Everybody has something to say about the economy, the downturn, and who is at fault. And there are a ton of ideas for how to fix everything.
But fundamentally, somewhere along the line, we’re going to have to make the turn from our 1950s mentality to a sleeker, more sophisticated future. Using television metaphors, we need to move from “Leave it to Beaver” and start becoming “Star Trek.”
For years, Congress was cowed by the auto industry to NOT make regulations on fuel standards. One has to wonder if the Big Three (Big Two?) wouldn’t be in a better position now if they’d been pushed to be better a decade ago.
Some are crying about spending too much on education. Because, surely, all those great cuts in education, the denigration of learning as “elitism”, that came during the Reagan Era have put us in such good stead 20 years later, when all those kids are out of school now. What does it say when after 8 years this past president still has 27% of the populace ardently supporting him? It says that 27% of the American populace is straight up ignorant, unable to deal with rational thought, overpowered by faith as opposed to fact.
We hear “Drill here, Drill now!” That’s catchy. Republicans have always been good with words, turning a phrase, ‘making’ the situation. Which is fine if you have faith, but doesn’t work if you review the facts of how much there really is down there to drill, now or later. To enhance our stature in the world economy (we left isolationism along the side of the road a loooong time ago), we need to start making things the world wants again, not just running up our credit cards buying Hannah Montana dolls made in China. What the world needs are technologies that simultaneously solve our energy and environmental problems. By creating those, we can solve our financial problems and maybe, just maybe, start paying down our debt for future generations.
How do we come up with those technologies? Oh, right. Education! It’s hard to make the next electric car if you don’t start understanding currents and electrical theory early on. Not just at college. Earlier. Not high school, earlier.
Because the sad fact of it is, we may not be done with this downslide. It may take another generation to get our society truly moving in the right direction.
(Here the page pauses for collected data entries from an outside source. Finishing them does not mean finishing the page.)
PR #14480, opened 2026-07-29
Enable unit tests

manuelbuil:
#### Proposed Changes ####

This PR enables a few unit tests we had in K3s but we were silently skipping.

Example: https://github.com/k3s-io/k3s/actions/runs/30407256756/job/90435332436

```
ok  	github.com/k3s-io/k3s/pkg/cluster	0.063s	coverage: 0.1% of statements in ./pkg/... [no tests to run]
```
However, we have `pkg/cluster/bootstrap_test.go` with 3 unit tests, so there are tests to run!

The problem is that Go's -run treats the argument as a regex matched against the test name, and none of these contain the substring Unit

#### Types of Changes ####

Bugfix

#### Verification ####

CI will give us the verification

#### User-Facing Change ####

```release-note

```

### DIFF
--- a/pkg/agent/flannel/setup_test.go
+++ b/pkg/agent/flannel/setup_test.go
@@ -156,7 +156,7 @@ func Test_UnitcreateCNIConf(t *testing.T) {
 	}
 }
 
-func Test_findNetMode(t *testing.T) {
+func Test_UnitfindNetMode(t *testing.T) {
 	tests := []struct {
 		name    string
 		args    string
--- a/pkg/agent/config/config_internal_test.go
+++ b/pkg/agent/config/config_internal_test.go
@@ -5,7 +5,7 @@ import (
 	"testing"
 )
 
-func Test_isValidResolvConf(t *testing.T) {
+func Test_UnitisValidResolvConf(t *testing.T) {
 	tests := []struct {
 		name           string
 		fileContent    string
--- a/pkg/cluster/bootstrap_test.go
+++ b/pkg/cluster/bootstrap_test.go
@@ -14,7 +14,7 @@ import (
 	"github.com/k3s-io/k3s/pkg/daemons/config"
 )
 
-func Test_isDirEmpty(t *testing.T) {
+func Test_UnitisDirEmpty(t *testing.T) {
 	const tmpDir = "test_dir"
 
 	type args struct {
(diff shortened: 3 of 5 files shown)


manuelbuil:
YAY! From https://github.com/k3s-io/k3s/actions/runs/30458870855/job/90599427376?pr=14480

```
ok  	github.com/k3s-io/k3s/pkg/cluster	0.088s	coverage: 0.6% of statements in ./pkg/...
```

cwayne18 (dismissed):

matttrach (dismissed):

pkg/agent/flannel/setup_test.go
```diff
@@ -156,7 +156,7 @@ func Test_UnitcreateCNIConf(t *testing.T) {
 	}
 }
 
-func Test_findNetMode(t *testing.T) {
+func Test_UnitFindNetMode(t *testing.T) {
```
brandond: These are intentionally in the format `Test_Unit<FunctionName>`. If the test exercises an unexported function, then the capitalization will look a little funny since the function name is not capitalized, but it's correct.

So … let’s give them the tools, the foundation, the philosophy and idealism to do what needs to be done when they get there. Because I hate to be the one to break it to all the Baby Boomers out there: Wally and the Beav are going to live forever on celluloid, but all of you guys are eventually going to die. So stop driving this thing like it’s never going to run out of gas, will never need a new transmission, and will never be any better than it was when you were a kid.